As seen in The Post and Courier
By Chloe Johnson

Photo above: Former Cadet John Deckle collecting samples for PLA research spring 2018

A new study by a Citadel professor shows that some plant-derived plastics, meant to replace traditional fossil fuel products, may present their own problems for the environment.

The research, led by Biology Department Chair John Weinstein, was conducted on the banks of the Ashley River. It’s one of the few field studies documenting how plastics break down. While there are many estimates of the time it takes for plastic bottles, bags or cups to fully disintegrate, there is relatively little real-world observation of this debris disintegrating. 

But in testing several conventional and plant-derived plastics, Weinstein observed something surprising: the slowest decomposer was a material made from corn. 

The compound, called polylactic acid, or PLA, is one of the most common bio-plastics used today. But it’s also the most resistant to breaking down, “with almost no change observed between the control and 32-week sample,” according to Weinstein’s study.

The experiment, conducted in 2017, involved attaching small strips of the various plastics to a wooden board, and placing the device in salt marsh along the Ashley. Samples were examined and compared with unexposed pieces of the same plastics after four, eight, 16 and 32 weeks outside. The resulting paper was published in November in the journal Marine Pollution Bulletin.

The intent, Weinstein said, was to simulate a likely scenario — what would happen to plastic trash that ends up entangled in a marsh?

“It really was meant to be like a backyard study and really, the Ashley River was like the backyard of The Citadel,” Weinstein said.

The study included seven materials, all chosen because Weinstein said they were “readily available” to consumers. Two were classified as biodegradable, and two were bio-based, like PLA. Researchers compared these bio-plastics with three more conventional materials, like the HDPE used in jugs of laundry detergent, or foamed polystyrene commonly known as Styrofoam.

Sangwon Suh, an industrial ecologist at the University of California at Santa Barbara, said Weinstein’s study “confirms our understanding” of PLA’s persistence in the environment.

Part of the issue is the material is designed for industrial composters, facilities that use temperatures in excess of 120 degrees to break down waste. Weinstein said there are only about 100 of these composters in the United States, begging the question of whether someone who chooses a PLA product as a green option would actually be able to dispose of it properly.

Oil-based plastics, by contrast, are degraded by the sun’s UV rays. 

Plastic decomposition rates also vary widely depending on the environment. Suh recently helped conduct a review of existing scientific work on plastic decomposition. A PET bottle, like the kind that might be filled with soda, takes an estimated 2,500 years to decompose halfway if buried in a landfill, but just 2.3 years if exposed to sun and water while floating in the ocean, Suh said.

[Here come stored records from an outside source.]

Issue #1350, opened 2021-05-25
EAP identifier is reused


domosekai:
EAP identifier is controlled by `Eap_PacketId` which is always incremented like this.
https://github.com/SoftEtherVPN/SoftEtherVPN/blob/97d9761a9b49bc539945045a54733b6ff29b4106/src/Cedar/Proto_PPP.c#L260-L262

However, there is one exception, the first one.
Since it's initially set to zero, when sending the first EAP packet by calling `PPPSendAndRetransmitRequest()`, the following if clause is triggered and the identifier is changed to 1. **This duplicates with the next EAP packet.**
https://github.com/SoftEtherVPN/SoftEtherVPN/blob/97d9761a9b49bc539945045a54733b6ff29b4106/src/Cedar/Proto_PPP.c#L2249-L2252

I think it can start from 1 or more preferably, follow LCP identifier just as `MsChapV2_PacketId` does.
https://github.com/SoftEtherVPN/SoftEtherVPN/blob/97d9761a9b49bc539945045a54733b6ff29b4106/src/Cedar/Proto_PPP.c#L3022-L3023

By the way, EAP Success and Failure packets should have the same identifier as Reponse. So these lines are not a hack.
https://github.com/SoftEtherVPN/SoftEtherVPN/blob/97d9761a9b49bc539945045a54733b6ff29b4106/src/Cedar/Proto_PPP.c#L3278-L3281

davidebeatrici:
Feel free to create a pull request.

PR #1352, opened 2021-05-26
Cedar/Proto_PPP: Fix EAP identifier duplication

domosekai:
Currently EAP identifier starts from zero and causes duplication between the first packet (usually EAP Identity Request) and the second (usually EAP TLS Start).

This change uses unified identifier `NextId` which is already used by LCP and MSCHAPv2.

Moreover, EAP Success and Failure packets should use the same identifiers as Response so incorrect comments regarding hacks were removed.

Fixes https://github.com/SoftEtherVPN/SoftEtherVPN/issues/1350

 - Fix EAP identifier duplication and use unified identifier with LCP and MSCHAPv2

### DIFF
--- a/src/Cedar/Proto_PPP.c
+++ b/src/Cedar/Proto_PPP.c
@@ -257,7 +257,8 @@ void PPPThread(THREAD *thread, void *param)
 			case PPP_EAP_TYPE_TLS:
 				// Sending TLS Start...
 				flags |= PPP_EAP_TLS_FLAG_SSLSTARTED;
-				lcpEap = BuildEAPTlsRequest(p->Eap_PacketId++, 0, flags);
+				p->Eap_PacketId = p->NextId++;
+				lcpEap = BuildEAPTlsRequest(p->Eap_PacketId, 0, flags);
 				PPPSetStatus(p, PPP_STATUS_AUTHENTICATING);
 				if (!PPPSendAndRetransmitRequest(p, PPP_PROTOCOL_EAP, lcpEap))
 				{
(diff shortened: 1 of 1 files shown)


davidebeatrici:

src/Cedar/Proto_PPP.c
```diff
@@ -3298,7 +3303,7 @@ bool PPPProcessEAPTlsResponse(PPP_SESSION *p, PPP_EAP *eap_packet, UINT eapTlsSi
 				else
 				{
 					PPP_PACKET *pack;
-					UINT identificator = p->Eap_PacketId - 1; // THIS IS A HACK TO SUPPORT VPN Client Pro on Android!!!
```
metalefty, line 3301: Does this mean such a hack is no longer needed?

domosekai: This is not a hack actually. Unlike EAP Request where identifier should be increasing, EAP Success should use the same identifier as the previous Response. VPN Client Pro is behaving correctly.

domosekai: I removed this line because `Eap_PacketId` is not auto incremented now. `NextId` is.

Evengard:
@davidebeatrici @metalefty Could you please ping me next time when something is wrong with Proto_PPP? I accidentally stumbled upon this pull request, but the information here is really important for me (also because I actually wrote the code, so I feel like it would be nice to be notified of all related bugs).

davidebeatrici:
Sure!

Still, Suh acknowledged that there’s a dearth of studies actually observing these breakdowns in the real world, something Weinstein’s work addresses.

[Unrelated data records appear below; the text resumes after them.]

PR #623, opened 2021-10-13
AN-159 Validator integration

amarthadan:
Issue [AN-159](https://api3dao.atlassian.net/browse/AN-159)

I had to include the validator's templates in the exported lambdas so that the validator will work there. Not that happy about the solution but not sure what else I can do about it.

I also "simplified" the template for `config.json` just not to break the build. https://github.com/api3dao/airnode/pull/622 will fix that.

I also added a template for `receipt.json` but again in a simplified version. @drgy can you please come up with the correct one according to the [documentation](https://docs.api3.org/airnode/next/reference/deployment-files/receipt-json.html)? Everything except `heartbeatId` and `httpGatewayUrl` is mandatory.

Lastly, I'm not passing any template version when requesting the validation which means that the validator will validate against the latest one. That's ok for now but I'll open a discussion about this on Slack as I think there's a bigger issue here.


packages/deployer/webpack.config.js
```diff
@@ -16,4 +17,12 @@ module.exports = {
     mainFields: ['main'],
   },
   target: 'node',
+  plugins: [
+    new CopyPlugin({
+      patterns: [
+        { from: '../validator/dist/templates', to: 'templates' },
```
Siegrift, line 23: Why don't w have to do this for the JS files copied using the `copy:webpack`?

amarthadan: There's just one JS file and that's the `index.js`, the result of the Webpack run. Or maybe I don't understand the question.

amarthadan: Ok, I'll try to break it down.

When you run `yarn build` in the `deployer` directory these targets are called:
* `compile` - TS transpilation outputting into the `dist` directory.
* `webpack` - Starting from `dist/src/handlers/aws/index.js` bundles everything that is imported/required into `.webpack`. This is the code for Lambdas. Now, with the validator integration, in order for this bundle to run we have to include validator templates. Since they are not imported in the validator code they need to be included separately. That's where the plugin comes in. It copies the template and convertor files needed for validation next to the bundle (in `.webpack`).
* `copy:webpack` - Copies the `.webpack` directory into `dist` directory so that when packaged node's lambda function is also included.
* `copy:terraform` - Copies the Terraform recipes into `dist` directory so that when packaged the deployment can be run from them.

Does it make sense now?

Siegrift: Thanks, I was missing the part that the validator files are not required in the code and that's why they are left out of by webpack...

Maybe add link to your reply above the plugin (for future q)

Siegrift (approved):
:+1: LGTM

Mark Hahn, a toxicologistat Woods Hole Oceanographic Institution in Massachusetts, said Weinstein’s study was soundly designed.

The question, however, is whether it’s a good thing at all to find plastics that break down quickly. While larger debris can entangle sea creatures, decomposing plastics shed tiny particles that spread throughout the water and air.

“People have found (microplastics) wherever they’ve looked,” Hahn said. “Deep sea sediments, arctic sea ice … they find microplastics.”

Weinstein’s own past work has found that shrimp will readily eat these microplastic pieces, introducing them into the food chain.

“It’s a real challenge to know what the right balance is between degradability and persistence,” Hahn said.

It’s still unclear what the health effects are of these invisible-to-the-eye plastics, which sometimes attach to other pollutants in the environment.

Hahn said he’s at the beginning of work now to suss out how these particles are taken up by the animals that consume them, and whether some are tiny enough to infiltrate the circulatory system. Some animals have been observed expelling the plastics that they eat. 

As for Weinstein, he said his next focus is to estimate how much extra litter has been released in the area from protective equipment like gloves and masks used and discarded during the coronavirus pandemic. 

Previously, Weinstein has estimated that 7½ tons of plastic trash was floating in Charleston Harbor.